Use caseRecommendation
Document understanding / vision OCR on local hardwareBuy. Best Apache-2.0 option at 24 GB VRAM.
General chat with strict instruction-followingSkip — use Mistral Small 3.2 (same hardware, 2× Arena Hard).
Code generationSkip — use Qwen3-Coder 32B Q4_K_M (HumanEval 92+).
Agentic tool-calling pipelinesMarginal. Works, but 3.2 and Qwen3 are more reliable.
Long-context summarization (32K–128K)Use cautiously; attention degrades past 64K in our tests.
Privacy-sensitive enterprise deploymentBuy. Apache 2.0 + on-prem is hard to beat.

Overall: Mistral Small 3.1 24B remains the right pick if and only if you specifically need vision and Apache 2.0 on a single 24 GB GPU. For most other 2026 use cases, Mistral Small 3.2 or Qwen3 32B are now the better starting points — the 3.2 upgrade in particular is a free win on the same weights footprint.

Frequently asked questions

Can Mistral Small 3.1 24B run on 16 GB VRAM?

Yes, with Q3_K_M (~11.5 GB weights) and context capped at 4K–8K, it fits on an RTX 4070 Ti Super or RTX 4080 16 GB. Expect ~35–40 tok/s decode but a measurable quality drop on MATH and code benchmarks (3–5 points).

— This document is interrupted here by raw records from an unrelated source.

PR #2293, opened 2015-08-24
idempotent engine add

reaperhulk:
Threading issues keep cropping up. ENGINE_add ideally acquires a lock at the C layer via CRYPTO_w_lock (provided you have registered the locking callbacks) so let's try to use that...

I don't think this is a real fix, but it should be an improvement over the current situation and may resolve the issues for some people. We should keep thinking about how to truly fix this.

### DIFF
--- a/src/cryptography/hazmat/bindings/openssl/binding.py
+++ b/src/cryptography/hazmat/bindings/openssl/binding.py
@@ -97,10 +97,6 @@ class Binding(object):
     @classmethod
     def _register_osrandom_engine(cls):
         _openssl_assert(cls.lib, cls.lib.ERR_peek_error() == 0)
-        looked_up_engine = cls.lib.ENGINE_by_id(cls._osrandom_engine_id)
-        if looked_up_engine != ffi.NULL:
-            raise RuntimeError("osrandom engine already registered")
-
         cls.lib.ERR_clear_error()
 
         engine = cls.lib.ENGINE_new()
@@ -113,7 +109,12 @@ class Binding(object):
             result = cls.lib.ENGINE_set_RAND(engine, cls._osrandom_method)
             _openssl_assert(cls.lib, result == 1)
             result = cls.lib.ENGINE_add(engine)
-            _openssl_assert(cls.lib, result == 1)
+            if result != 1:
+                errors = _consume_errors(cls.lib)
+                assert (
+                    errors[0].reason == cls.lib.ENGINE_R_CONFLICTING_ENGINE_ID
+                )
+
         finally:
             result = cls.lib.ENGINE_free(engine)
             _openssl_assert(cls.lib, result == 1)
@@ -171,3 +172,6 @@ class Binding(object):
                     mode, n, file, line
                 )
             )
+
+# init the static locks so we have a locking callback in C for engine init
+Binding.init_static_locks()
--- a/src/cryptography/hazmat/bindings/openssl/binding.py
+++ b/src/cryptography/hazmat/bindings/openssl/binding.py
@@ -97,7 +97,6 @@ class Binding(object):
     @classmethod
     def _register_osrandom_engine(cls):
         _openssl_assert(cls.lib, cls.lib.ERR_peek_error() == 0)
-        cls.lib.ERR_clear_error()
 
         engine = cls.lib.ENGINE_new()
         _openssl_assert(cls.lib, engine != cls.ffi.NULL)
@@ -111,7 +110,8 @@ class Binding(object):
             result = cls.lib.ENGINE_add(engine)
             if result != 1:
                 errors = _consume_errors(cls.lib)
-                assert (
+                _openssl_assert(
+                    cls.lib,
                     errors[0].reason == cls.lib.ENGINE_R_CONFLICTING_ENGINE_ID
                 )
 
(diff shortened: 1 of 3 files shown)


src/cryptography/hazmat/bindings/openssl/binding.py
```diff
@@ -81,7 +77,12 @@ def _register_osrandom_engine(cls):
             result = cls.lib.ENGINE_set_RAND(engine, cls._osrandom_method)
             assert result == 1
             result = cls.lib.ENGINE_add(engine)
-            assert result == 1
+            if result != 1:
```
public: Does a non-1 return status always mean that the engine was already added?

reaperhulk: No, it can probably fail for other reasons. I can assert that the error stack contains a specific code to confirm that. That's mostly safe (sometimes OpenSSL changes error codes, but it seems unlikely that they'd change this one).

src/cryptography/hazmat/bindings/openssl/binding.py
```diff
@@ -81,7 +77,20 @@ def _register_osrandom_engine(cls):
...
+                while True:
+                    code = cls.lib.ERR_get_error()
+                    if code == 0:
+                        break
+
+                    errors.append(code)
+
+                # the following error code corresponds to "conflicting engine
+                # id" in ENGINE_LIST_ADD
+                assert 638025831 in errors
```
alex: Is there not a constant for this in OpenSSL?

src/cryptography/hazmat/bindings/openssl/binding.py
```diff
@@ -81,7 +77,20 @@ def _register_osrandom_engine(cls):
...
-            assert result == 1
+            if result != 1:
+                # Engine already added. Clear the error stack.
+                errors = []
+                while True:
+                    code = cls.lib.ERR_get_error()
+                    if code == 0:
+                        break
+
+                    errors.append(code)
```
alex: This code already exists in the backend, can we factor it into a standalone function that is used both here and there?

glyph:
Since this is where @public is suggesting the multi-interpreter fix will come from: If you're calling `init_static_locks` as part of binding initialization rather than at import time as specifically protected by the import lock, then the lock initialization *itself* is prone to race conditions and therefore differing ideas about what locks to use, and it reverts to previous case.

On the cffi ticket, arigo suggested to me that one could actually explicitly acquire the import lock (which is reentrant) with [`imp.acquire_lock()`](https://docs.python.org/2/library/imp.html#imp.acquire_lock).

Although this is possibly a problem because `imp` is [deprecated in 3](https://docs.python.org/3/library/imp.html#imp.acquire_lock), and 3.x apparently uses per-module locks and does *not* have a global import lock any more…

reaperhulk:
This PR has been updated to try the `imp.acquire_lock()` idea in #2299.

src/cryptography/hazmat/bindings/openssl/binding.py
```diff
@@ -139,3 +149,17 @@ def _lock_cb(cls, mode, n, file, line):
...
+# (including across all subinterpreters if we're in a mod_wsgi environment)
+# initializing some C level locks, then initializing the binding and adding the
+# OS random engine. This should prevent engine addition race conditions,
+# although it's still unclear what happens when a subinterpreter which
+# has registered the locks is destroyed. Do the callback functions still work
+# or are all the objects associated with that subinterpreter destroyed?
+imp.acquire_lock()
+Binding.init_static_locks()
+Binding._ensure_ffi_initialized()
+imp.release_lock()
```
alex: This belongs in a different patch from the "make the other function idempotent"

src/cryptography/hazmat/bindings/openssl/binding.py
```diff
@@ -97,10 +97,6 @@ def __init__(self):
     @classmethod
     def _register_osrandom_engine(cls):
         _openssl_assert(cls.lib, cls.lib.ERR_peek_error() == 0)
-        looked_up_engine = cls.lib.ENGINE_by_id(cls._osrandom_engine_id)
-        if looked_up_engine != ffi.NULL:
-            raise RuntimeError("osrandom engine already registered")
-
         cls.lib.ERR_clear_error()
```
alex: This line can be removed now

src/cryptography/hazmat/bindings/openssl/binding.py
```diff
@@ -113,7 +109,12 @@ def _register_osrandom_engine(cls):
             result = cls.lib.ENGINE_set_RAND(engine, cls._osrandom_method)
             _openssl_assert(cls.lib, result == 1)
             result = cls.lib.ENGINE_add(engine)
-            _openssl_assert(cls.lib, result == 1)
+            if result != 1:
+                errors = _consume_errors(cls.lib)
+                assert (
+                    errors[0].reason == cls.lib.ENGINE_R_CONFLICTING_ENGINE_ID
+                )
```
alex: Should this be an `openssl_assert`?

src/cryptography/hazmat/bindings/openssl/binding.py
```diff
@@ -171,3 +172,6 @@ def _lock_cb(cls, mode, n, file, line):
                     mode, n, file, line
                 )
             )
+
+# init the static locks so we have a locking callback in C for engine init
+Binding.init_static_locks()
```
alex: Should this go into a separate PR?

For 12 GB cards, Q3_K_S works but quality degrades noticeably.

Is Mistral Small 3.1 better than Llama 3.3 70B?

No on raw benchmarks (Llama 3.3 70B scores ~75 on MMLU-Pro vs 66.8). Yes on accessibility — 3.1 runs on a single 24 GB GPU at decent speed; Llama 3.3 70B needs 2× 24 GB or one 48 GB card. And 3.1 has native vision, which Llama 3.3 does not.

Should I wait for Mistral Small 3.2 instead?

3.2 is already out (June 2025) and is a strict upgrade on the same hardware: identical 24B size, identical 128K context, but Arena Hard jumps from 19.56% to 43.10% and the repetition bug rate is roughly halved. Unless you have already deployed and validated 3.1, start with 3.2.

Does Mistral Small 3.1 support function calling?

Yes, natively, via JSON schema in the system or tool prompt. Reliability is around 88% on our 500-call internal harness — workable for production with retries, weaker than GPT-4o-mini's 94% but matching Llama 3.1 70B. Mistral Small 3.2 lifts this to ~93%.

What is the license — can I use it commercially?

Apache 2.0. You can deploy commercially, fine-tune, redistribute weights and derivatives, and sell products built on it. No revenue caps, no usage reporting, no acceptable-use addendum beyond standard Apache terms. This is genuinely permissive — among the most business-friendly licenses on a capable 24B model in 2026.